Try it - Among the records below, count the lines where "master" occurs, and report that total alone.

Stored items -
PR #18944, opened 2025-04-25
Widget inspector: Update for gamevals

crab-pancake:
Update widget inspector devtool to use exposed config names

Not sure if the getDeclaredFields block is necessary: pretty sure (but didn't check) that there is an inner class for every field


crab-pancake:
just did a basic ctrl-F of the InterfaceID class and there does appear to be the same number of _0000 ids

runelite-client/src/main/java/net/runelite/client/plugins/devtools/WidgetInspector.java
```diff
@@ -335,9 +334,21 @@ static String getWidgetName(int componentId)
 			//until it's actually needed.
 			try
 			{
-				for (Field f : ComponentID.class.getDeclaredFields())
+				for (Field field : InterfaceID.class.getDeclaredFields())  // is this block unnecessary?
```
Adam-, line 337: This would assign the interface ids to any component with id 0 which is not totally correct I think.

PR #18948, opened 2025-04-27
Implemented !log command to chatcommands plugin

touchtouch105:
Implemented !log command to chatcommands plugin


touchtouch105:
Also to note, using this change would allow for the quantity of pets to show, !log pets results in the following

image

PR #18949, opened 2025-04-27
slayer: use inital count VarPlayer

ldavid432:
get the initial task amount from the varp instead of just storing it locally

The varp is always available, but does not reset after completing a task however, that's not really an issue as there is not overlay if you don't have a task.

### DIFF
--- a/runelite-client/src/main/java/net/runelite/client/plugins/slayer/SlayerPlugin.java
+++ b/runelite-client/src/main/java/net/runelite/client/plugins/slayer/SlayerPlugin.java
@@ -258,15 +258,10 @@ public class SlayerPlugin extends Plugin
 	{
 		switch (event.getGameState())
 		{
-			// client (or with CONNECTION_LOST, the server...) will soon zero the slayer varps.
-			// zero task/amount so that this doesn't cause the plugin to reset the task, which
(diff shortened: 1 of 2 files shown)


runelite-client/src/main/java/net/runelite/client/plugins/slayer/SlayerPlugin.java
```diff
@@ -258,15 +258,10 @@ public void onGameStateChanged(GameStateChanged event)
...
 		{
-			// client (or with CONNECTION_LOST, the server...) will soon zero the slayer varps.
-			// zero task/amount so that this doesn't cause the plugin to reset the task, which
-			// would forget the initial amount. The vars are then resynced shortly after
 			case HOPPING:
 			case LOGGING_IN:
 			case CONNECTION_LOST:
-				taskName = "";
-				amount = 0;
-				loginFlag = true; // to reinitialize initialAmount and avoid re-adding the infobox
```
ldavid432, line 269: Not sure if removing this is correct... it seems like it was added to avoid clearing the initial amount which we don't need to avoid anymore

Nightfirecat:
Added in c84b694d99e50d73fbdb5e80f6183a02a7212c19

PR #18950, opened 2025-04-27
cluescrolls: correct enemy value for 05.13N 04.16W master step

cdfisher:
The master coordinate clue step "05 degrees 13 minutes north, 04 degrees 16 minutes west" has the player dig right near a multicombat boundary so can spawn either ancient wizards or a Brassican mage, though the overlay only mentions the mage.

Reported by Shush in the wiki Discord server.


cdfisher:
Attaching this image that was shared with the initial report here since it was part of a Discord discussion that's already long-buried. It turns out there are two tiles that are multicombat in an area that's otherwise singles.
coordinate-clue-mages

PR #18954, opened 2025-04-29
refactor deprecated API usages

hawolt:
noticed a lot of deprecated usages so I went ahead and fixed up as many as I could


hawolt:
had to rollback changes for a few files as I could not figure out how to properly mock to fix the tests

PR #18956, opened 2025-05-01
fix client thread blocking from plugin hub interactions

hawolt:
when opening the plugin hub on older computers the client stops taking any user input until the blocking operations are done, this is caused by invoking SwingUtilities.invokeLater, which even when called within a Runnable in an Executor will be executed differently. In addition every interaction with the search bar fired a seperate search, each blocking the client thread from taking any user input yet again for every key stroke, by introducing a debouncer this freeze can be optimized/minimized by firing less filter searches.

I checked for an existing debouncer within the project and could only find debounce logic within the WikiSearch, which I refactored to use the dedicated debouncer which is added as part of this PR


hawolt:
fixed by adam 381a4679d4de16a054104ea08add98e4d01f6c7e

PR #18958, opened 2025-05-01
account: correctly parent JOptionPane

### LINKED ISSUE #18933: Always on top takes priority over displaying the sign out confirmation dialog menu
### Type

Incorrect behavior

### Operating System

Windows

### OS Version

Windows 11

### Bug description

If you have always on top enabled and sign out of RuneLite, the sign out confirmation dialog will be forced to the background, causing the client to stop accepting inputs with no way to close the dialog menu.

### Screenshots or videos

_No response_

### RuneLite version

RuneLite Version: 1.11.6.1
Launcher Version: 2.7.2

### Logs

_No response_

LlemonDuck:
Without a parent component, the JOptionPane may render underneath the client window if alwaysOnTop is set. This can make the JOptionPane uninteractable while also stealing focus from the frame.

Since the Account plugin doesn't have any owned components, we don't have other options for the parent. I've exposed the ContainableFrame instance from ClientUI, but if we don't want to do that then we'll need another way to provide a parent in non-Swing contexts.

I've also fixed one incorrect use in ProfilePanel, which has its own context available.

There is another instances of null-parenting in LinkBrowser, but since it is in a static context *and* is an extensively used API option, it needs a bit more consideration.

Closes #18933

### DIFF
--- a/runelite-client/src/main/java/net/runelite/client/plugins/account/AccountPlugin.java
+++ b/runelite-client/src/main/java/net/runelite/client/plugins/account/AccountPlugin.java
@@ -38,6 +38,7 @@ import net.runelite.client.events.SessionOpen;
 import net.runelite.client.plugins.Plugin;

Response box - 2